In his statement regarding the upcoming trial, McConnell did not imply that he believed it would violate the Constitution or that he would make any effort to stop the trial based on these reasons. Despite this, Republicans, including McConnell, may eventually be affected by the controversy and may point out that Trump’s status as the former president is a reason for not voting.

In a memo obtained by CNN, a timetable for impeachment was proposed, and McConnell did not question whether a trial should be held. But he did raise a question for which there is no clear answer: whether Chief Justice John Roberts will preside over the meeting as he did in the first impeachment trial of Trump.

McConnell wrote: “When the Senate tries the current president, the Constitution requires the Chief Justice to preside over the trial.

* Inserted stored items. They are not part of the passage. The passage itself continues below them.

PR #412, opened 2024-04-15
Remove cmake_minimum_required from toolchain files

thewtex:
This command is generally not included in toolchain files. It is used in
project configuration files that will consume the toolchain file. Also,
such a low value triggers warnings, support for <3.5.0 is being removed
from CMake.

### DIFF
--- a/wasi-sdk-pthread.cmake
+++ b/wasi-sdk-pthread.cmake
@@ -1,8 +1,5 @@
 # Cmake toolchain description file for the Makefile
 
-# This is arbitrary, AFAIK, for now.
-cmake_minimum_required(VERSION 3.4.0)
-
 set(CMAKE_SYSTEM_NAME WASI)
 set(CMAKE_SYSTEM_VERSION 1)
 set(CMAKE_SYSTEM_PROCESSOR wasm32)
--- a/wasi-sdk-p2.cmake
+++ b/wasi-sdk-p2.cmake
@@ -1,8 +1,5 @@
 # Cmake toolchain description file for the Makefile
 
-# This is arbitrary, AFAIK, for now.
-cmake_minimum_required(VERSION 3.5.0)
-
 # Until Platform/WASI.cmake is upstream we need to inject the path to it
 # into CMAKE_MODULE_PATH.
 list(APPEND CMAKE_MODULE_PATH "${CMAKE_CURRENT_LIST_DIR}")
--- a/wasi-sdk.cmake
+++ b/wasi-sdk.cmake
@@ -1,8 +1,5 @@
 # Cmake toolchain description file for the Makefile
 
-# This is arbitrary, AFAIK, for now.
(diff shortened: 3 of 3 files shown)


wasi-sdk-pthread.cmake
```diff
@@ -1,8 +1,5 @@
 # Cmake toolchain description file for the Makefile
 
-# This is arbitrary, AFAIK, for now.
-cmake_minimum_required(VERSION 3.4.0)
```
sbc100, line 4: The android NDK toolchain file does seem to include a `cmake_minimum_version`: https://android.googlesource.com/platform/ndk/+/master/build/cmake/android.toolchain.cmake#35

Are you sure this is not supposed to be here?

Perhaps we could bump to to 3.6 like the android one to avoid the warning you mention?

thewtex: Yes, it is not supposed to be there. Was it originally included for a specific reason?

See the [examples in the official CMake documentation](https://github.com/Kitware/CMake/blob/e449417f9468ffada6c0e38a5dab09122a3d1c25/Help/manual/cmake-toolchains.7.rst#toolchain-features). Or [these examples](https://github.com/dockcross/dockcross).

The warning I pointed to is one example of unintended consequences, but there are more. CMake changes its behavior [based on policies](https://cmake.org/cmake/help/latest/command/cmake_policy.html), which are impacted by a `cmake_minimum_required` call.

sbc100: That line as been there since the initial commit (c80964d8d7cf8ca2480d8332cd8022cb0600d421).  

I don't know it was included, it looks like we would have to go back to `yury's wasmception` to find out why.

It sounds like you know what you are talking about cmake-wise, and also emscripten's cmake does not specify `cmake_minimum_required` so I'm tempted to just approve this.

Lets wait for @pchickey to chime in though.

thewtex: Thank you for your attention and consideration.

yamt (approved):

wasi-sdk-pthread.cmake
whitequark: I agree that this change is likely the right one to make.

whitequark (approved):

abrown (approved):
Ok, let's go with this. I'm not as familiar with CMake conventions as I would like but it seems like there is some consensus to remove this. I can see how a user of an already-built toolchain using these files doesn't really care what version of CMake was used to compile the toolchain. And CMake policy [CMP0000](https://cmake.org/cmake/help/latest/policy/CMP0000.html#policy:CMP0000) only really talks about requiring minimum versions in `CMakeLists.txt`.

@thewtex, can you remove this line from the `wasi-sdk-p2.cmake` file as well?

thewtex:
> @thewtex, can you remove this line from the wasi-sdk-p2.cmake file as well?

@abrown 👍 rebased and done.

The Senate’s impeachment rules require the Senate to invite the Chief Justice to attend the Senate and preside over the trial.” “Usually, the invitation will be on January 19th. Issued. However, it is unclear whether the Chief Justice will preside over the trial after Trump ceases to be president on January 20.”

Trump believes the primary election in the eyes of the Republican Party will weaken Republican Party support

Even if Republican Party support for Trump begins to deteriorate, many Republicans will have to worry about domestic political consequences. A Republican source said that an internal poll since Election Day showed that Trump has slipped more than double digits among Republican voters across the country.

Nonetheless, Trump’s supporters are destined to become a force in the Republican primary elections-their way of voting on convictions may set the tone for the election cycle.

For Senate Republicans, when they must defend 20 seats and Democrats must defend 14 seats, the situation is full of challenges. Senate Republican Senator Tatsu who finds Trump guilty can easily face a major challenger supported by Trump. Before the riot broke out, Trump had asked for a major challenge to John Thun of South Dakota, the second Republican in the Senate, because he said the president’s efforts to overthrow the election would fail.

When asked if he was worried about the main challenge, Thun said, “You are just striding forward,” leaving the Capitol on the night of the riots. “This is a free country. I suspect that some of our members (including me) will see a lot of such activities in the next few years. You just have to play your role.”

Although Trump has been greatly weakened politically in the influence of the riots he incited, after he resigns, the Republican Party may still have a loyal pro-Trump base. Those who have received close attention during the cycle are Roy Blunt of Missouri, Rob Portman of Ohio and Todd Young of Indiana.

Many people remain silent on how to come down.

“I believe we need to wait and hear the evidence,” said Alabama Senator Shelby, the 86-year-old Republican who can retire instead of running for re-election in 2022. “As a juror, I Evidence that will be carefully considered is presented.”

CNN’s Alex Rogers contributed to this report.